Server Data Recovery - Server RAID 5 Disk Offline Hot Spare Unactivated Data Recovery Case

Server Data Recovery Environment:

Four SAS hard drives in a brand server form a RAID5 array, and the other disk is used as a hot spare. The upper operating system is RedHat Linux, and a database is deployed as Oracle's OA.

Server Failure & Initial Inspection:

After one disk goes offline in RAID5, the hot spare does not automatically activate rebuild, and then another disk goes offline and the RAID5 array crashes. Because Oracle no longer provides follow-up support for OAs deployed in servers, users contact our Data Recovery Center to request data recovery and restore operating systems.

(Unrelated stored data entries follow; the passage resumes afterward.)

PR #1512, opened 2018-06-06
Render file patches with a decorated Editor

smashwilson:
Use decorations within an Atom TextEditor element to implement a file patch item. This should get us improved performance for large diffs, editable diff support, and open the path for multi-file diff views like a commit or pull request pane.

Just to set proper expectations, I'll likely need to pause and resume this a few times before it lands. Don't worry, I won't forget about it :smile:

##### Remaining Work

- [x] Split `FilePatchController` out into a `FilePatchItem`, `FilePatchContainer`, `FilePatchController`, and `FilePatchView`, as per #1436.
- [x] Inherit basic item wiring (`getTitle()`, etc) onto `FilePatchItem`.
- [x] Render an `<AtomTextEditor>` within the `FilePatchView`.
- [ ] Model: render a `FilePatch` to the unadorned text that should be displayed within the editor accompanied by the buffer line ranges that correspond to each hunk and line range
- [ ] View: render each group of controls from the original FilePatchView within an appropriately placed Decoration
  - [ ] CSS tweaks to keep it looking right
- [ ] Controller: port interactions over and wire 'em up to the right controls
  - [ ] Figure out how to preserve selection semantics
- [ ] **Upstream in Atom**
  - [ ] Support custom line numberings in the line number gutter
  - [ ] Support the creation of multiple line number gutters
- [ ] Catch test coverage up to the speculative work. Get us ✅ again.
- [ ] Measure performance difference on large diffs and see where our limit is now
  - [ ] Re-introduce the "large diff" gate

###### Stretch goals

- [ ] Make the editor editable. Alter the `FilePatch` accordingly.
- [ ] Add syntax highlighting by setting the editor's grammar.

Fixes #1502. ...Eventually 🕐

PR #1664, opened 2018-08-23
Skip all tests when engines.atom has been bumped to exclude the current Atom version

smashwilson:
In #1512, I'm introducing a dependency on functionality that was added to Atom in atom/atom#17736, which is currently only available in nightly or dev builds of Atom. To capture this, I want to be able to bump the semver range specified in the `.engines.atom` field of our `package.json` to document the minimum supported Atom version, but our CI matrix rows for stable and beta will fail for _everything_ until that change makes it way to a stable Atom release.

This adds a check for compatibility between the declared Atom version range and the current host Atom range. If the Atom instance running the test suite is not expected to succeed because it's out of that range, we skip all tests. This will result in a "passing" test suite.

### DIFF
--- a/test/runner.js
+++ b/test/runner.js
@@ -79,7 +79,7 @@ module.exports = createRunner({
   htmlTitle: `GitHub Package Tests - pid ${process.pid}`,
   reporter: process.env.MOCHA_REPORTER || 'list',
   overrideTestPaths: [/spec$/, /test/],
-}, mocha => {
+}, (mocha, {terminate}) => {
   // Ensure that we expect to be deployable to this version of Atom.
   const engineRange = require('../package.json').engines.atom;
   const atomEnv = global.buildAtomEnvironment();
@@ -93,9 +93,8 @@ module.exports = createRunner({
       `This version of atom/github is currently incompatible with the ${atomReleaseChannel} ` +
       'Atom release channel.\n',
     );
-    // A regular expression that matches nothing.
-    mocha.grep(/.^/);
-    return;
+
+    terminate(0);
   }
 
   const Enzyme = require('enzyme');
--- a/test/runner.js
+++ b/test/runner.js
@@ -5,6 +5,7 @@ import path from 'path';
 
 import until from 'test-until';
 import NYC from 'nyc';
+import semver from 'semver';
 
 chai.use(chaiAsPromised);
 global.assert = chai.assert;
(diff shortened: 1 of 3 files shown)


test/runner.js
```diff
@@ -79,6 +80,24 @@ module.exports = createRunner({
...
+  const atomReleaseChannel = atomEnv.getReleaseChannel();
+  atomEnv.destroy();
+
+  if (!semver.satisfies(semver.coerce(atomVersion), engineRange)) {
+    process.stderr.write(
+      `Atom version ${atomVersion} does not satisfy the range "${engineRange}" specified in package.json.\n` +
+      `This version of atom/github is currently incompatible with the ${atomReleaseChannel} ` +
+      'Atom release channel.\n',
+    );
+    // A regular expression that matches nothing.
```
annthurium: just for my own education: why do we need a regex that matches nothing?

smashwilson: Well... I'm trying to find a graceful way to "cancel" the current test run and exit with a 0 status from the test runner. Mocha's `.grep()` method lets you filter the tests that execute by matching their titles against a regular expression, so providing it a regexp that will never match is equivalent to saying "don't run anything."

It's kind of awkward though. And I think it causes some misleading output from Mocha, although I tried to mitigate that with the `process.stderr` lines up above.

I tried doing a `process.exit(0)` first, but that caused the main process to think the renderer process had crashed and exit with a 1. Before that I was going to do this in a standalone script called from `script/cibuild`, but AppVeyor and CircleCI are both using the [atom/ci build scripts](https://github.com/atom/ci) which are hard-coded to run `atom --test test/`, so the test runner is the earliest common place to put the version check logic.

Now I'm thinking the Right Thing To Do :tm: is to do a little work upstream in atom-mocha-test-runner to support a clean early exit.

smashwilson:
Here we go:

screen shot 2018-08-24 at 9 02 48 am

screen shot 2018-08-24 at 9 03 41 am

screen shot 2018-08-24 at 9 20 16 am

All disks in the failed server are numbered and removed and tested by hardware engineers. After testing, it was found that the hot spare was not enabled at all, there was no physical failure, and there was no obvious synchronization performance.

Server Data Recovery & Operating System Recovery Process:

1. All disks in the failed server are fully mirrored in read-only mode, and the disks that are offline after the mirroring process have more than a dozen bad sectors, and the rest of the disks are found to have no bad sectors. After the mirroring is completed, all disks are restored to the original server according to their numbers, and subsequent data analysis and data recovery are based on the image file to avoid secondary damage to the original disk data.

2. Analyze the RAID5 structure information based on the image file to obtain RAID related information such as disk sequence, block size, backward parity (Adaptec) and so on.

Server Data Recovery - Server RAID 5 Disk Offline Hot Spare Unactivated Data Recovery Case

North Asia Enterprise Data Recovery – RAID 5 Data Recovery

3. According to the RAID-related information obtained in the previous step, virtually reorganize the RAID and verify the data, find that the compressed packets of more than 200M are decompressed without error, and determine that the structure is correct.

4. According to this RAID structure, generate virtual RAID to a single hard disk, open the file system and find no obvious error.

5. Rebuild the RAID on the original disk after obtaining the user's authorization (the offline disk that found bad sectors has been replaced with a new hard disk during the reconstruction).

6. Connect the recovered single disk to the failed server by USB, start the failed server with linux SystemRescueCd, and then use the dd command to write back the whole disk.

7. After the write-back is completed, start the operating system, but cannot enter the system, and the error message is: /etc/rc.d/rc.sysinit:Line 1:/sbin/pidof:Permission denied.

8. If you suspect that there is a problem with the permissions of this file, check after restarting with SystemRescueCd, there are obvious errors in the time, permissions, and size of this file, which is obviously an error caused by node damage.

9. Re-analyze the root partition in the reorganization data, locate the faulty /sbin/pidof, and find that the error is caused by bad sectors on the disk that is offline.

10. Use 3 intact disks to complete the damaged area of the disk that is offline after being offline. After completing the filesystem, the error still occurs. Check the inode table again and find that some nodes in the damaged area of the offline disk behave abnormally.

North Asia Enterprise Data Recovery – RAID 5 Data Recovery

While the UID described in the node exists normally, the attributes, size, and initial allocation block are all wrong. Perform all possible analyses, but no way has been found to recover this corrupted node. You can only try to repair this node or copy an identical file over.

11. For all files that may have errors, the data recovery engineer of North Asia Enterprise Security determines the node information of the original node block through the log, and then makes corrections.

12. After fixing, re-dd the root partition, execute fsck -fn /dev/sda5 and still report an error.

North Asia Enterprise Data Recovery – RAID 5 Data Recovery

According to the error message, the data recovery engineer found that multiple nodes shared the same data block in the system. Follow this prompt to analyze the underlying layer and find that there is an intersection of old and new node information.

13. Distinguish according to the file to which the node belongs, clear the error node and run fsck -fn /dev/sda5 again, and there are still a small number of errors. According to the error message, it was found that most of these nodes were located in the doc directory and did not affect the system startup, so fsck -fy /dev/sda5 was directly executed to force the repair.

14. After the repair is completed, restart the system and successfully enter the system desktop.

15. Start Oracle Database Service and OA without error.

16. The user side will test the recovered operating system and data (OA and Oracle database), and confirm that the restored data is complete and effective after multiple tests by the user side. The data recovery work is complete.